El día de hoy, en la Argentina, se votará nuevo presidente. Mediante el sistema de ballotage, o segunda vuelta, el pueblo argentino tendrá la responsabilidad de depositar en el poder a la persona que dirigirá los destinos de la Nación durante los próximos cuatro años.
Esta breve reflexión, a modo de devocional para este día, no es exclusivo para la Argentina. Casi todos los países de América Latina tienen la dicha de elegir, periódicamente, a quien los represente en el gobierno. El ejercicio democrático es sano para la Nación ya que, desde el punto de vista humano, la democracia es el sistema de gobierno considerado más justo: alternancia en el poder, posibilidad de elegir autoridades, independencia de poderes -ejecutivo, legislativo y judicial-, libertades que no se dan en otros regímenes, etc, son algunas de las bondades de este sistema.
Nosotros, como cristianos, tenemos también la responsabilidad cívica de ejercer el derecho a votar, como cualquier otro ciudadano. Pero nuestra carga no finaliza cuando salimos del cuarto oscuro y emitimos nuestro sufragio. Se podría decir que recién empieza.
En la Biblia se nos enseña bastante acerca de nuestro protagonismo en esta materia, y no estoy refiriéndome a la participación política de los cristianos -ese sería otro lindo tema a desarrollar, pero no es a lo que deseo hacer referencia en este espacio hoy-. ¿Debo desentenderme, como cristiano, de las cosas que suceden en mi país? Escuché, no pocas veces, que bajo la “excusa bíblica” de que “somos ciudadanos del cielo” o que “nuestro Reino no es de este mundo”, nuestro rol como actores sociales debería finalizar luego de votar. ¿Es esto así?

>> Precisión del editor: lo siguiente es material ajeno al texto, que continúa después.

PR #761, opened 2018-03-14
Add new templates for collections (AA-14)

maxspencer:
This PR adds two new templates the apps can use to render a new type of content which we're calling a "collection". This will eventually look something like the design below provided by @blongden73. The image at the top and title are native, everything below is rendered using these HTML templates.

Not shown below are the "Read full article ->" links that should appear at the end of each "block", I have put those in the template though.

`collectionsTemplate.html` is a copy of `interactiveTemplate.html` but with the `interactives.css` swapped for the CSS used in `articleTemplate.html`.

I will need to add to the CSS later, but I wanted to open this PR now to try and get feedback on the general direction, if possible?

collection_expanded

### DIFF
--- a/ArticleTemplates/collectionBlockTemplate.html
+++ b/ArticleTemplates/collectionBlockTemplate.html
@@ -1,10 +1,10 @@
-<div class="collection-block-container" style="border: solid 1px #ccc; padding: 10px; margin: 10px;">
-    <h2>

Comparto sólo un breve concepto bíblico que nos permitirá ver más allá de este postulado, y nos motivará a hacer algo más por nuestra nación. Orar, por supuesto, como medida primordial, especialmente cuando nuestro rol no se desenvuelve en el ámbito de las decisiones políticas. La oración es una herramienta provista por Dios y recomendada varias veces en torno a nuestra relación con las autoridades. 1 Timoteo 2:1-3 es un clásico párrafo en el que se apoya esta premisa, la de orar por las autoridades. No especifica si ese gobierno es bueno, es malo, si lo voté o no lo voté. Y esa oración, además de direccionarla para el lado del bienestar del pueblo, tiene que ser en función de uno mismo como hijo de Dios, “para vivir quieta y reposadamente”. Da la impresión de que orar por las autoridades tiene más que ver con uno mismo que con los gobiernos de turno, y que el deseo redentor de Cristo es el eje de esa solicitud más que el favor hacia un gobierno determinado. Debemos orar sencillamente “…porque esto es bueno y agradable delante de Dios nuestro Salvador, el cual quiere que todos los hombres sean salvos y vengan al conocimiento de la verdad”. No hay mucho que analizar y muchos menos, que argumentar como para buscar frases entrelíneas para amoldar este texto a nuestro gusto.
Por eso, en tiempos de tanta grieta, donde la discusión política se ha colado en la iglesia de América Latina, se hace imprescindible que pongamos el pie en el freno, que bajemos un cambio, y que consideremos la verdadera razón por la que estamos aquí. No es militar por un partido político, no es convencer a otros para que voten al que uno vota… no es orar por el gobierno que voté, solamente. Tampoco es callarse cuando la corrupción está a la orden del día. Muchas veces, esa oración por los gobiernos tendrá que ver con que Dios erradique la corrupción que terminará llevando miseria al pueblo. Como vemos, es amplio el panorama de oración basado en este texto que, hoy más que nunca, debemos arraigar a nuestra práctica diaria de intercesión.
“Señor, te ruego por mi país. Y no me quiero limitar a una mera oración copiada, sino a que con sincero corazón pedirte que traigas prosperidad a mi país, que des sabiduría a los gobernantes de turno para que sean justos, para que sus decisiones se basen en el deseo de paz y bienestar para mi Nación. Que quites toda corrupción y todo aquello que trae tinieblas”.